Особым стал для поэта год 1939-й: расстреляли отца (узнал об этом намного позже), и в то же время молодой человек был награжден орденом «Знак почета» за поэму о Дзержинском и «Дальневосточные стихи». А песня «Любимый город», задушевно спетая Бернесом в фильме «Истребители», принесла Евгению первую всесоюзную славу:
В далекий край товарищ улетает,
Родные ветры вслед за ним летят…
Любимый город может спать спокойно
И видеть сны, и зеленеть среди весны.
Сталинизм в действии: даже в антисемитской царской России Арон Долматовский сумел стать адвокатом, а в «интернациональной» сталинской России его убили. Пусть и не за национальное происхождение. Однако формула «сын за отца не отвечает» действительно нередко работала, принимая дьявольски циничные формы. Режим предлагал свое решение проблемы «отцов и детей»: мог расстрелять родителей, но при этом показательно приласкать напуганных детей. Порой из таких юношей и девушек получались отменные слуги власти. Если не за совесть, то за страх. Репрессии против родных могли распространиться и на них, так что лучше было остеречься от оппозиционных шагов.
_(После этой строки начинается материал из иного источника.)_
PR #9074, opened 2021-03-15
Bibtex for limo.py

nordme:
Fixes #8918. Adds bibtex to limo.py

PR #9117, opened 2021-03-16
fix errant merge (references outside docstring)

drammock:
#9074 was merged too soon, it needed a fix.  This is that fix.

@sappelhoff can you review?


sappelhoff (approved):
lgtm

Issue #9111, opened 2021-03-16
Add montage.add_estimated_fiducials


larsoner:
New method of `montage` that, if the montage is in `MRI` / FreeSurfer surface RAS coordinates, will estimate the fiducials (using mne.coreg.get_mni_fiducials) and add them to the montage. For example this docstring:
```
"""Estimate fiducials based on FreeSurfer parameters

Parameters
---------
subject : ...
subjects_dir ...
```
It should help iEEG folks get their montages to be MNE/FIF compatible without requiring a bunch of changes in MNE. For example they would have:
```
montage = ...  # wherever they get their electrodes in MRI (FS Surface RAS) coords
montage.add_estimated_fiducials(subject, subjects_dir)  # adds LPA/Nasion/RPA based on FS files
trans = montage.get_native_head_t()  # head<->MRI trans can now be computed properly
```
Then when they `set_montage`, MNE internally converts to all electrode locations to head coords as usual (for now at least), and iEEG folks pass `trans` to functions that need them (like `plot_alignment`) and now all coordinate frames are properly defined. Still future compatible with the dream of MNE supporting coordinate frames other than head for EEG electrodes (since it just allows us to properly define the Neuromag coordinate frame), but gives us a bit more leeway to punt on that for now.

Discussed with @libertyh as a possible partial solution for iEEG folks.

adam2392:
I can do this really quickly. 

Does this function just call: `mne.coreg.get_mni_fiducials`? 

Is there a unit-test in mind we can apply here?

larsoner:
Excellent!

> Does this function just call: mne.coreg.get_mni_fiducials?

Yes, and adds it to the montage in the right way (whatever that is).

> Is there a unit-test in mind we can apply here?

You can test it on fsaverage, it should match (to numerical precision) the built-in fsaverage trans .fif file we have. You can test it on sample, and it should match to some correlation limit (0.98+ I'm guesssing) the manually-created trans for `sample`.

PR #9118, opened 2021-03-16
[MRG; ENH] Add "add_estimated_fiducials" to DigMontage

adam2392:
#### Reference issue
Closes: #9111 

Will enhance: #9087 and `plot_seeg` related tutorials in the future. Necessary ingredients for dataset though:

- FreeSurfer subject-specific files
- electrode coordinates in FS subject-specific T1w

Add `add_estimated_fiducials` function to `DigMontage`.

Implements unit test... todo

#### Additional information
From BIDS convos of mne sprint chat.


adam2392:
@larsoner I am not sure how to best follow the unit tests you specified in https://github.com/mne-tools/mne-python/issues/9111#issuecomment-800559393

I kind of... pseudocoded it out here, but not familiar w/ all the testing datasets in MNE. Would you be able to provide some more explicit guidance here on what exactly do I load and compare?

larsoner:
Probably something close to this:

https://github.com/mne-tools/mne-python/blob/main/mne/tests/test_coreg.py#L267-L281

You want to load the actual manually-created `sample` `-trans.fif`, and compare it to the one you get if you use your new function. You can do this second part for example by creating an arbitrary 1-channel montage for `sample` (the channel position does not matter) with the MRI coordinate frame, then use your estimation function, and `montage.get_native_head_t()` and see if the rotation angle (`quat_to_rot`) is small and the translation is small.

mne/channels/montage.py
```diff
@@ -348,6 +347,40 @@ def get_positions(self):
         )
         return positions
 
+    def add_estimated_fiducials(self, subject, subjects_dir):
```
rob-luke, line 350: The %(subject)% isn't getting expanded.
Add a verbose argument, add @verbose before this line.

mne/channels/montage.py
```diff
@@ -348,6 +347,40 @@ def get_positions(self):
...
+        and then use ``montage.get_native_head_t()`` to get the
+        head <-> MRI transform.
+        """
+        from mne.coreg import get_mni_fiducials
+
+        # get coordframe and fiducial coordinates
+        montage_bunch = _get_data_as_dict_from_dig(self.dig)
+
+        # estimate LPA, nasion, RPA from FreeSurfer fsaverage
+        fids_mri = get_mni_fiducials(subject, subjects_dir)
```
rob-luke, line 373: And pass the verbose through here.

mne/channels/montage.py
```diff
@@ -348,6 +347,40 @@ def get_positions(self):
         )
         return positions
 
+    def add_estimated_fiducials(self, subject, subjects_dir):
+        """Estimate fiducials based on FreeSurfer ``fsaverage`` subject.
+
+        Parameters
+        ----------
+        %(subject)s
+        %(subjects_dir)s
```
rob-luke, line 356:
```suggestion
        %(subjects_dir)s
        %(verbose)s
```

rob-luke:
The failing ci is due to the doc strings. I made some suggestions about how this could be fixed, there may well be a better fix.

mne/channels/montage.py
```diff
@@ -348,6 +347,40 @@ def get_positions(self):
...
+        Notes
+        -----
+        Since MNE uses the FIF data structure, it relies on the ``head``
+        coordinate frame. Any coordinate frame can be transformed
+        to ``head`` if the fiducials (i.e. LPA, RPA and Nasion) are
+        defined. One can use this function to estimate those fiducials
+        and then use ``montage.get_native_head_t()`` to get the
+        head <-> MRI transform.
+        """
+        from mne.coreg import get_mni_fiducials
```
larsoner, line 367: All our own imports should be relative (not absolute), even if they're nested
```suggestion
        from ..coreg import get_mni_fiducials
```

mne/channels/montage.py
```diff
@@ -348,6 +347,40 @@ def get_positions(self):
...
+
```
larsoner, line 368: First step of the function should be to check the coord frame. If it's not MRI, raise an error. The description above should make it clear this will only work for montages in MRI (FreeSurfer surface RAS) coordinates.

mne/channels/montage.py
```diff
@@ -348,6 +347,40 @@ def get_positions(self):
...
+        fids_mri = get_mni_fiducials(subject, subjects_dir)
+
+        # set the coordinate frame based on the coordinate frame
+        # XXX: is this step right? It for example would set mri -> mni_tal
+        for fid in fids_mri:
+            fid['coord_frame'] = montage_bunch.coord_frame
+        _validate_type(item=fids_mri, types=list, item_name='dig')
+
+        # add those digpoints to montage
+        self.dig.extend(fids_mri)
```
larsoner, line 382: Might be better to insert these at the beginning, I think that's usually where we put fiducials in the dig list.

mne/channels/tests/test_montage.py
```diff
@@ -1458,4 +1458,29 @@ def test_plot_montage():
     plt.close('all')
 
 
+@testing.requires_testing_data
+def test_montage_add_estimated_fiducials():
+    data_path = testing.data_path(download=True)
+
```
larsoner, line 1464: It's not a good idea to add `download=True` in tests. And in any case this is already defined up on line 48 (or so), so:
```suggestion
```

mne/channels/montage.py
larsoner: Agreed these edits should work

adam2392:
Is there a way to link the docstring to an existing tutorial? 

E.g.

https://mne.tools/stable/auto_tutorials/source-modeling/plot_source_alignment.html?highlight=freesurfer%20coordinates#coordinate-frame-definitions

If a user isn't understanding why one needs the `mri` coord_frame. I know I asked that question until I read Eric's comment.

adam2392:
https://26055-1301584-gh.circle-artifacts.com/0/dev/generated/mne.channels.DigMontage.html#mne.channels.DigMontage.add_estimated_fiducials

drammock:
> Is there a way to link the docstring to an existing tutorial?

Crossrefs to tutorials are probably most appropriate in a `See also` section, but could also be added inline to the docstring intro paragraph.  To link to that tutorial you can use its target name:

https://github.com/mne-tools/mne-python/blob/1026ad762371b0a802c67af89e163434ac9640b6/tutorials/source-modeling/plot_source_alignment.py#L3

adam2392:
If this CI works, will add the changelog. don't wanna hit the CIs again :p

larsoner:
Feel free to push, I'll probably go through and clear out the GitHub Actions log soon anyway...

larsoner (approved):
LGTM +1 for merge once CIs come back happy (someday)

mne/channels/montage.py
```diff
@@ -348,6 +347,54 @@ def get_positions(self):
...
+
+        Parameters
+        ----------
+        %(subject)s
+        %(subjects_dir)s
+        %(verbose)s
+
+        See Also
+        --------
+        :ref:`tut-plot_source_alignment`
```
larsoner, line 368: This is how it is in `plot_source_alignment.py`
```suggestion
        :ref:`plot_source_alignment`
```

larsoner: (will push a commit for this plus a couple of tiny changes)

adam2392:
https://26126-1301584-gh.circle-artifacts.com/0/dev/generated/mne.channels.DigMontage.html#mne.channels.DigMontage.add_estimated_fiducials

larsoner (approved):

larsoner:
Thanks @adam2392 !

doc/changes/latest.inc
```diff
@@ -127,7 +127,9 @@ Enhancements
 
 - `mne.viz.plot_drop_log` and :meth:`mne.Epochs.plot_drop_log` now omit displaying the subject name in the title if ``subject=None`` is passed (:gh:`9015` by `Richard Höchenberger`_)
 
-- :func:`mne.io.anonymize_info` now anonymizes also sex and hand fields when ``keep_his`` is ``False`` (:gh:`9103` by |Rotem Falach|_)`
+- Add :func:`mne.channels.DigMontage.add_estimated_fiducials` which will add LPA, RPA and Nasion fiducial points to the ``DigMontage`` object in ``mri`` coordinate frame (:gh:`9118` by `Adam Li`_)
+
+  - :func:`mne.io.anonymize_info` now anonymizes also sex and hand fields when ``keep_his`` is ``False`` (:gh:`9103` by |Rotem Falach|_)`
```
agramfort, line 132: indent pb

mne/channels/montage.py
```diff
@@ -348,6 +348,60 @@ def get_positions(self):
...
 
+    @verbose
+    def add_estimated_fiducials(self, subject, subjects_dir=None,
+                                verbose=None):
+        """Estimate fiducials based on FreeSurfer ``fsaverage`` subject.
+
+        This takes a montage with the ``mri`` coordinate frame,
+        corresponding to the FreeSurfer RAS (xyz in the volume) T1w
+        image of the specific subject. It will call
+        :func:`mne.coreg.get_mni_fiducials` to estimate LPA, RPA and
```
agramfort, line 359: I don't like to have stuff from coreg module to be imported outside. coreg should be GUI code only I think.

mne/channels/montage.py
```diff
@@ -348,6 +348,60 @@ def get_positions(self):
...
+        Notes
+        -----
+        Since MNE uses the FIF data structure, it relies on the ``head``
+        coordinate frame. Any coordinate frame can be transformed
+        to ``head`` if the fiducials (i.e. LPA, RPA and Nasion) are
+        defined. One can use this function to estimate those fiducials
+        and then use ``montage.get_native_head_t()`` to get the
+        head <-> MRI transform.
+        """
+        from ..coreg import get_mni_fiducials
```
agramfort, line 386: yes nested import is required exactly for this I think.

agramfort (commented):
sorry for coming late to the party :(

doc/changes/latest.inc
larsoner: I fixed this in `main`, it was my error during the mege...

mne/channels/montage.py
larsoner: Agreed we could move it to `source_space.py`, it's where we deal with coordinate frames most of the time anyway

agramfort:
>
> Agreed we could move it to source_space.py, it's where we deal with coordinate frames most of the time anyway
>
>
+1

can you do the PR?

Issue #7975, opened 2020-07-07
to_data_frame() method for EpochsTFR objects


eioe:
Are there plans to implement a `to_data_frame()` method for `EpochsTFR` and `AverageTFR` objects?

I would like to export/save the according data for further analysis in R. 
I just recently learned about the `to_data_frame()` methods for `Epoch` and `Evoked` objects and find them terrifically useful. Would be great to get the same luxury for tfr data. 

I'm also thankful for hints regarding major obstacles that speak against it or if there are already similar implementations that I'm not aware of. 
Thanks!

larsoner:
I think it would be fine to implement this for the TFR objects, do you want to give it a shot?

eioe:
I will see what I achieve. However, I'm still quite new to MNE and have little experience with PRs into professionnally mainatained projects. So this will take a while and it's likely that I will come back for help. 

If someone else feels like implementing this earlier, please go for it. :)

larsoner:
> However, I'm still quite new to MNE and have little experience with PRs into professionnally mainatained projects. So this will take a while and it's likely that I will come back for help.

No problem! We're here to help people work through the contributing process, so feel free to take a stab at an initial implementation, open a pull request, and we can iterate from there. It can help to read the [contributing guide](https://mne.tools/dev/install/contributing.html#overview-of-contribution-process) to help get oriented with the overall process.

eioe:
Thanks! Yes, I worked through the guide and set up a local dev enviroment. 
I'll come back when I hit a wall.

dengemann:
Sounds cool! Keep me in the loop. We can then add simultaneously a related vignette to mne-r: https://mne.tools/mne-r

eioe:
@drammock & @dengemann 
as discussed earlier, I would like to use the sprint to finally close this issue. 
Can you add it to the Sprint Program please and assign me? 
Btw the same was suggested earlier in #6619.

agramfort:
go for it

>

dengemann:
done @eioe

drammock:
closed by #9124

PR #9124, opened 2021-03-17
ENH: add to_data_frame method to EpochsTFR

eioe:
This is related to issue #7975 

EpochsTFR and AverageTFR do not allow to extract data as a (pandas) data frame which in turn would be handy for export to (e.g.) R. 

To build this functionality, I use the `to_data_frame()` method of the `BaseEpochs` class as template. 
Major differences: 
1. TFR data is 4 dimensional. 
2. `EpochsTFR` did not yet have the `selection` attribute which should be used for the `epoch` index in the resulting data frame. 
3. The method in `BaseEpochs` gets scaled (according to the channel type) before it's written out. For TFR data this seems to be more complicated because it should also be taken into account whether any/which baselining procedure was applied to get meaningful units/scaling. 

I implemented 1. and 2. `EpochsTFR` and `AverageTFR` now both inherit a `to_data_frame`method from `_BaseTFR` which has similar way of functioning as the methods for `Epochs` and `Evoked`. Currently, I'm skipping the scaling for the TFR classes and leave it to the users to interpret/label the output as they should know best what state the data is in.


mne/time_frequency/tfr.py
```diff
@@ -2138,6 +2140,67 @@ def average(self, method='mean'):
...
+    @fill_doc
+    def to_data_frame(self, picks=None, index=None,
+                      scalings=None, copy=True, long_format=False,
+                      time_format='ms'):
+        """Export data in tabular structure as a pandas DataFrame.
+
+        Channels are converted to columns in the DataFrame. By default,
+        additional columns "time", "frequency", "epoch" (epoch number),
+        and "condition" (epoch event description) are added, unless ``index``
+        is not ``None``(in which case the columns specified in ``index`` will
```
britta-wstnr, line 2152:
```suggestion
        is not ``None`` (in which case the columns specified in ``index`` will
```
missing whitespace

agramfort:
don't forget to add some tests

mne/time_frequency/tfr.py
```diff
@@ -2138,6 +2140,67 @@ def average(self, method='mean'):
...
+        be used to form the DataFrame's index instead).
+
+        Parameters
+        ----------
+        %(picks_all)s
+        %(df_index_epo)s
+            Valid string values are 'time', 'freq', and 'condition'.
```
britta-wstnr, line 2159:
```suggestion
            Valid string values are ``'time'``, ``'freq'``, and ``'condition'``.
```

eioe:
I updated the original post to better reflect what happened in the mean time. 
Summary: 
- `EpochsTFR` now also has the attributes `selection` and `drop_log` (which by default it grabs from the `Epochs` instance that's used for the tf decomposition)
- `EpochsTFR` and `AvergaeTFR` now have a `to_data_frame_method` 
- all new functionalities should be covered by tests

mne/time_frequency/tfr.py
```diff
@@ -1012,6 +1017,82 @@ def save(self, fname, overwrite=False, *, verbose=None):
...
+        index = _check_pandas_index_arguments(index, valid_index_args)
+        time_format = _check_time_format(time_format, valid_time_formats)
+        # get data
+        times = self.times
+        picks = _picks_to_idx(self.info, picks, 'all', exclude=())
+        if isinstance(self, EpochsTFR):
+            data = self.data[:, picks, :, :]
+        else:
+            data = self.data[picks, :, :]
+            data = np.expand_dims(data, axis=0)
```
drammock, line 1066: slightly simpler:

```suggestion
            data = self.data[np.newaxis, picks]  # add singleton "epochs" axis
```

mne/time_frequency/tfr.py
```diff
@@ -1012,6 +1017,82 @@ def save(self, fname, overwrite=False, *, verbose=None):
...
+        -------
+        %(df_return)s
+        """
+        # check pandas once here, instead of in each private utils function
+        pd = _check_pandas_installed()  # noqa
+        # arg checking
+        if isinstance(self, EpochsTFR):
+            valid_index_args = ['time', 'freq', 'epoch', 'condition']
+        else:
+            valid_index_args = ['time', 'freq']
```
drammock, line 1055: (nitpick) this is slightly more DRY

```suggestion
        valid_index_args = ['time', 'freq']
        if isinstance(self, EpochsTFR):
            valid_index_args.append(['epoch', 'condition'])
```

mne/time_frequency/tfr.py
```diff
@@ -2064,12 +2176,30 @@ def __init__(self, info, data, times, freqs, comment=None, method=None,
...
             n_epochs = len(data)
             events = _gen_events(n_epochs)
+        if selection is None:
+            n_epochs = len(data)
+            selection = np.arange(n_epochs)
+        if drop_log is None:
+            drop_log = tuple(
+                () if k in selection else ('IGNORED',)
+                for k in range(max(len(events),
+                               max(selection) + 1)))
```
drammock, line 2186: this is a little unwieldy.  can you pull `max(len(events), max(selection) + 1)` out as a variable with an intelligible name?

mne/time_frequency/tfr.py
```diff
@@ -2064,12 +2176,30 @@ def __init__(self, info, data, times, freqs, comment=None, method=None,
...
+        else:
+            drop_log = drop_log
+        # check consistency:
+        assert len(selection) == len(events)
+        assert len(drop_log) >= len(events)
+        assert len(selection) == sum(
+            (len(dl) == 0 for dl in drop_log))
+        # TODO Check for consistency with .metadata?
```
drammock, line 2194: is this cruft or a valid `TODO`?

mne/time_frequency/tfr.py
```diff
@@ -2298,7 +2428,8 @@ def write_tfrs(fname, tfr, overwrite=False, *, verbose=None):
     ----------
     fname : str
         The file name, which should end with ``-tfr.h5``.
-    tfr : AverageTFR instance, or list of AverageTFR instances
+    tfr : AverageTFR instance, list of AverageTFR instances, or EpochsTFR \
+        instance
```
drammock, line 2432:
```suggestion
    tfr : AverageTFR | list of AverageTFR | EpochsTFR
```

mne/time_frequency/tfr.py
```diff
@@ -2349,7 +2482,8 @@ def read_tfrs(fname, condition=None):
 
     Returns
     -------
-    tfrs : list of instances of AverageTFR | instance of AverageTFR
+    tfrs : list of instances of AverageTFR | instance of AverageTFR | \
+        instance of EpochsTFR
```
drammock, line 2486:
```suggestion
    tfr : AverageTFR | list of AverageTFR | EpochsTFR
```

drammock (approved):
Sorry it took a while to get around to reviewing this. It looks good!  I've made only minor tweaks/suggestions.

mne/time_frequency/tfr.py
eioe: I guess this can be ignored. It was a note to myself to check back whether you (mne maintainers) want to see such checks. 
I looked it up, and there are also no consistency checks against (the shape of) `metadata` for other properties of the TFR classes (e.g., `events`) or for `selection` in the `(Base)Epochs` class. So I assume this is/was not seen necessary. 
```suggestion
```

mne/time_frequency/tfr.py
eioe:
```suggestion
            n_epochs_prerejection = max(len(events), max(selection) + 1)
            drop_log = tuple(
                () if k in selection else ('IGNORED',)
                for k in range(n_epochs_prerejection))
```
better? 🙂

mne/time_frequency/tfr.py
```diff
@@ -1049,10 +1049,9 @@ def to_data_frame(self, picks=None, index=None, long_format=False,
         # check pandas once here, instead of in each private utils function
         pd = _check_pandas_installed()  # noqa
         # arg checking
+        valid_index_args = ['time', 'freq']
         if isinstance(self, EpochsTFR):
-            valid_index_args = ['time', 'freq', 'epoch', 'condition']
-        else:
-            valid_index_args = ['time', 'freq']
+            valid_index_args.append(['epoch', 'condition'])
```
drammock, line 1054: I broke your tests; I think this will fix them:

```suggestion
            valid_index_args.extend(['epoch', 'condition'])
```

drammock:
thanks @eioe!

mne/time_frequency/tfr.py
eioe: 🙏 thx

cbrnr:
Looks very nice, great job @eioe!

eioe:
Thanks @cbrnr , I also open #9275 for review then.

cbrnr:
Yes, still on my agenda!

PR #9129, opened 2021-03-17
TST: See if cancellation works [skip circle] [skip azp]

larsoner:


larsoner:
I've seen this working in practice so I'll close

PR #9130, opened 2021-03-17
Add optipng to gitignore

HanBnrd:
Adds `optipng.exe` to the gitignore for Windows users.


larsoner:
Thanks @HanBnrd !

Лучше «видеть сны и зеленеть среди весны».
«Одержим победу, к тебе я приеду»
Долматовский стал военным корреспондентом, участвовал во Второй мировой. «Как весенний Днепр, всех врагов сметет наша армия, наш народ», – писал он в 1941-м. В том же году был ранен в голову и руку в бою под Уманью, попал в плен. Пытался бежать, но поймали. Вторая попытка оказалась успешной. Местная крестьянка помогла выжить в условиях оккупации.
Долматовскому удалось перейти линию фронта, после проверки НКВД вернулся в армию. Позднее он вспоминал: «Я уходил под огонь от подозрений и наблюдения, – там я ощущал себя свободным». Поэт прошел через Сталинградскую и Курскую битвы, освобождал Белоруссию и Польшу, дошел до Берлина.
Сражениям в районе Умани, возле лесного массива Зеленая брама, остановившим на полмесяца врага, посвящена его послевоенная документальная повесть «Зеленая брама». Он отмечал, что героический 1941-й принадлежит XX веку: «…сперва была Зеленая брама, а триумфальные арки – потом, почти через четыре года».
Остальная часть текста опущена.